PR #1812, opened 2023-08-27
janus_collector: Store collection job ID, not URL

divergentdave:
This re-applies #1797, which was partially rolled back by #1805, likely due to conflict resolution issues.


branlwyd (approved):
apologies, I missed this during review :-|

PR #1844, opened 2023-08-28
`collect` tool: accept HPKE keypair from `divviup`

### LINKED ISSUE #1810: `collect` binary should accept HPKE configs in the format that `divviup hpke-config generate` outputs
`divviup hpke-config generate` emits an HPKE config object that looks like:

```
{
  "aead": "AesGcm128",
  "id": 202,
  "kdf": "Sha256",
  "kem": "X25519HkdfSha256",
  "private_key": "AAAAAAAAA",
  "public_key": "jlk7lPLnIw4wvoLjWLreF0HVhpK1W0W4ecdPkvEiND8"
}
```

The `collect` binary takes an HPKE config, but expects an [`HpkeConfig` DAP message](https://datatracker.ietf.org/doc/html/draft-ietf-ppm-dap-05#section-4.4.1), encoded in base64url. This is an awkward impedance mismatch. Ahead of a more coherent, end-to-end story for how collection works, we can make this a bit nicer by having `collect` accept HPKE configs in the format that `divviup hpke-config generate` outputs.

tgeoghegan:
Adds a new option to `collect` so that an HPKE keypair encoded in JSON by `divviup hpke-config generate` may be used instead of providing the Base64URL unpadded private key plus the RFC 8446 encoding of the HPKE config.

Resolves #1810

### DIFF
--- a/core/src/hpke.rs
+++ b/core/src/hpke.rs
@@ -2,7 +2,7 @@
 
 use base64::{engine::general_purpose::URL_SAFE_NO_PAD, Engine};
 use derivative::Derivative;
-use hpke_dispatch::{HpkeError, Kem, Keypair};
+use hpke_dispatch::{Aead, HpkeError, Kdf, Kem, Keypair};
 use janus_messages::{
     HpkeAeadId, HpkeCiphertext, HpkeConfig, HpkeConfigId, HpkeKdfId, HpkeKemId, HpkePublicKey, Role,
 };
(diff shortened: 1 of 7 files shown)


tools/tests/cmd/collect.trycmd
```diff
@@ -26,6 +26,9 @@ DAP Task Parameters:
           
           [env: HPKE_PRIVATE_KEY=]
 
+      --hpke-config-json <HPKE_CONFIG_JSON>
```
divergentdave, line 29: How about `--hpke-key-json`? For those in the know, "HPKE config" should only refer to the public part, while for the uninitiated, the word "key" indicates that the file is crypto-related. On the other hand, the control plane and CLI do talk about HPKE configs.

core/src/hpke.rs
```diff
@@ -253,13 +253,59 @@ impl HpkeKeypair {
...
+pub struct DivviUpHpkeConfig {
+    id: HpkeConfigId,
+    kem: Kem,
+    kdf: Kdf,
+    aead: Aead,
+    public_key: HpkePublicKey,
+    private_key: HpkePrivateKey,
+}
+
+// We use a fallible TryFrom conversion because it's possible that HpkeDispatch, Janus and
```
jbr, line 267: in this case, if the struct stores `String`s for each of the values, the `Kem/Kdf/Aead as TryFrom<str>` implementations in the latest hpke-config (0.5.1) are far more permissive than serde

tools/src/bin/collect.rs
```diff
@@ -295,19 +296,30 @@ struct Options {
...
+    hpke_config: Option<HpkeConfig>,
     /// The collector's HPKE private key, encoded with base64url
     #[clap(
         long,
         value_parser = PrivateKeyValueParser::new(),
         env,
         help_heading = "DAP Task Parameters",
-        display_order = 3
+        display_order = 3,
+        conflicts_with = "hpke_config_json"
```
divergentdave, line 310: We should make the two old arguments require each other
```suggestion
        conflicts_with = "hpke_config_json"
        requires = "hpke_config"
```

tools/src/bin/collect.rs
```diff
@@ -295,19 +296,30 @@ struct Options {
         long,
         value_parser = HpkeConfigValueParser::new(),
         help_heading = "DAP Task Parameters",
-        display_order = 2
+        display_order = 2,
+        conflicts_with = "hpke_config_json"
```
divergentdave, line 300: See below
```suggestion
        conflicts_with = "hpke_config_json"
        requires = "hpke_private_key"
```

divergentdave (approved):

* Directions
Would you please reproduce all of the lines above exactly?

* Task answer
PR #1812, opened 2023-08-27
janus_collector: Store collection job ID, not URL

divergentdave:
This re-applies #1797, which was partially rolled back by #1805, likely due to conflict resolution issues.


branlwyd (approved):
apologies, I missed this during review :-|

PR #1844, opened 2023-08-28
`collect` tool: accept HPKE keypair from `divviup`

### LINKED ISSUE #1810: `collect` binary should accept HPKE configs in the format that `divviup hpke-config generate` outputs
`divviup hpke-config generate` emits an HPKE config object that looks like:

```
{
  "aead": "AesGcm128",
  "id": 202,
  "kdf": "Sha256",
  "kem": "X25519HkdfSha256",
  "private_key": "AAAAAAAAA",
  "public_key": "jlk7lPLnIw4wvoLjWLreF0HVhpK1W0W4ecdPkvEiND8"
}
```

The `collect` binary takes an HPKE config, but expects an [`HpkeConfig` DAP message](https://datatracker.ietf.org/doc/html/draft-ietf-ppm-dap-05#section-4.4.1), encoded in base64url. This is an awkward impedance mismatch. Ahead of a more coherent, end-to-end story for how collection works, we can make this a bit nicer by having `collect` accept HPKE configs in the format that `divviup hpke-config generate` outputs.

tgeoghegan:
Adds a new option to `collect` so that an HPKE keypair encoded in JSON by `divviup hpke-config generate` may be used instead of providing the Base64URL unpadded private key plus the RFC 8446 encoding of the HPKE config.

Resolves #1810

### DIFF
--- a/core/src/hpke.rs
+++ b/core/src/hpke.rs
@@ -2,7 +2,7 @@
 
 use base64::{engine::general_purpose::URL_SAFE_NO_PAD, Engine};
 use derivative::Derivative;
-use hpke_dispatch::{HpkeError, Kem, Keypair};
+use hpke_dispatch::{Aead, HpkeError, Kdf, Kem, Keypair};
 use janus_messages::{
     HpkeAeadId, HpkeCiphertext, HpkeConfig, HpkeConfigId, HpkeKdfId, HpkeKemId, HpkePublicKey, Role,
 };
(diff shortened: 1 of 7 files shown)


tools/tests/cmd/collect.trycmd
```diff
@@ -26,6 +26,9 @@ DAP Task Parameters:
           
           [env: HPKE_PRIVATE_KEY=]
 
+      --hpke-config-json <HPKE_CONFIG_JSON>
```
divergentdave, line 29: How about `--hpke-key-json`? For those in the know, "HPKE config" should only refer to the public part, while for the uninitiated, the word "key" indicates that the file is crypto-related. On the other hand, the control plane and CLI do talk about HPKE configs.

core/src/hpke.rs
```diff
@@ -253,13 +253,59 @@ impl HpkeKeypair {
...
+pub struct DivviUpHpkeConfig {
+    id: HpkeConfigId,
+    kem: Kem,
+    kdf: Kdf,
+    aead: Aead,
+    public_key: HpkePublicKey,
+    private_key: HpkePrivateKey,
+}
+
+// We use a fallible TryFrom conversion because it's possible that HpkeDispatch, Janus and
```
jbr, line 267: in this case, if the struct stores `String`s for each of the values, the `Kem/Kdf/Aead as TryFrom<str>` implementations in the latest hpke-config (0.5.1) are far more permissive than serde

tools/src/bin/collect.rs
```diff
@@ -295,19 +296,30 @@ struct Options {
...
+    hpke_config: Option<HpkeConfig>,
     /// The collector's HPKE private key, encoded with base64url
     #[clap(
         long,
         value_parser = PrivateKeyValueParser::new(),
         env,
         help_heading = "DAP Task Parameters",
-        display_order = 3
+        display_order = 3,
+        conflicts_with = "hpke_config_json"
```
divergentdave, line 310: We should make the two old arguments require each other
```suggestion
        conflicts_with = "hpke_config_json"
        requires = "hpke_config"
```

tools/src/bin/collect.rs
```diff
@@ -295,19 +296,30 @@ struct Options {
         long,
         value_parser = HpkeConfigValueParser::new(),
         help_heading = "DAP Task Parameters",
-        display_order = 2
+        display_order = 2,
+        conflicts_with = "hpke_config_json"
```
divergentdave, line 300: See below
```suggestion
        conflicts_with = "hpke_config_json"
        requires = "hpke_private_key"
```

divergentdave (approved):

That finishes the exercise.